Introduction

To further understand realism, it is useful to contrast it to its opposite position: anti-realism. Most of the philosophical positions in this book were developed as reactions to problems concerning platonism. The reactions can be moderate, as when we modify platonism slightly, but the constructivist is an anti-realist and, as such, wholly rejects the realist thesis that mathematical objects, or mathematical truths, are independent of us. Instead, for the constructivist mathematics is fundamentally a construction of our minds. We do not discover mathematical truths or objects; we construct them.
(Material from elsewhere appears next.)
PR #3770, opened 2025-10-27
allow the use of plugins/physics without plugins/blocks as a dep

Callanplays:
I choose to use the built-in functionality of setting loadInternalPlugins to false so I can pick and choose which ones to load (namely, disabling the blocks plugin since the block change packets are using too much throughput for what I'm doing and are causing async lag and CPU overload).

The constructivist also thinks that our minds have tried to construct quite fabulous objects, but that they are not legitimate fabrications. The process of coming up with them was misguided. To continue the metaphor, some of the “constructions” of the realist are flawed. The constructivist urges a rethinking of the foundations of construction for mathematics. In particular, the logic guiding the construction of mathematical objects has to be epistemically constrained. We shall see that the constructivist thinks quite differently from the realist; he has a different underlying logic from the realist. The logic acts as a different norm of reasoning from classical logic. Constructivists share the feature that they want to revise classical logic.

We have so far been using the terms “anti-realist” and “constructivist” interchangeably, but will now clarify the vocabulary. “Anti-realist” is a general philosophical term. One can be an anti-realist in ethics, science, language and so on. Constructivists are anti-realists specifically about mathematics.